Using the results of simple regression analyses, it was found that the relations between UCS and E _s versus TS, n, and ρ are not strong enough to be relied upon for prediction of UCS and E _s. Moreover, by reducing the number of data and dividing samples in two groups of medium- to high- and very high-strength samples, the performance of regression models was reduced significantly and the regression analysis gave the best performance for all samples. Hence, two multiple regression equations for predicting UCS and E _s were developed in the next step for all samples.
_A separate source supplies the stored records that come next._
PR #2440, opened 2026-01-05
Fix MANAGER Warnings issued at load time.

MattHeffron:
Manager issued the warning:
```
Warning: The variable Manager.ACTIVEFLG was unknown and has been declared SPECIAL.
``` 
11 times when it was loaded as DFASL.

According to their coefficients of determination (R ²), both equations have a better predicting performance and show more efficiency compared to simple regression method. However, the predicted values of UCS and E _s from these equations are not very close to actual values measured in the laboratory.

In the next step, four ANFIS models with common inputs TS, n, and ρ and two outputs including UCS and E _s were developed for medium- to high- and very high-strength rock samples. These models exhibit most reliable predictions when compared with simple and multiple regression models. Predicted values of UCS and E _s from these FIS’s are very closer to actual values measured in a laboratory rather than values derived from statistical methods.

The higher accuracy and efficiency of ANFIS models can be easily verified by comparing the values of VAF and RMSE. Values of VAF and RMSE for UCS predicted through multiple regression are 30.583 and 37.856, respectively; whereas the values predicted through ANFIS are 94.886 and 8.943 for medium- to high-strength samples; and 95.661 and 7.933 for very high-strength samples, respectively. Likewise, values of VAF and RMSE for E _s predicted through multivariate regression are 32.855 and 13.721, respectively; whereas the values predicted through ANFIS are 89.853 and 5.021 for medium- to high-strength samples; and 90.011 and 6.861 for very high-strength samples, respectively.

Results show that simple and multivariate regression analyses are not efficient for prediction of UCS and E _s in Asmari limestone, but ANFIS technique was found very efficient for prediction of these difficult parameters, using simple easily measurable parameters.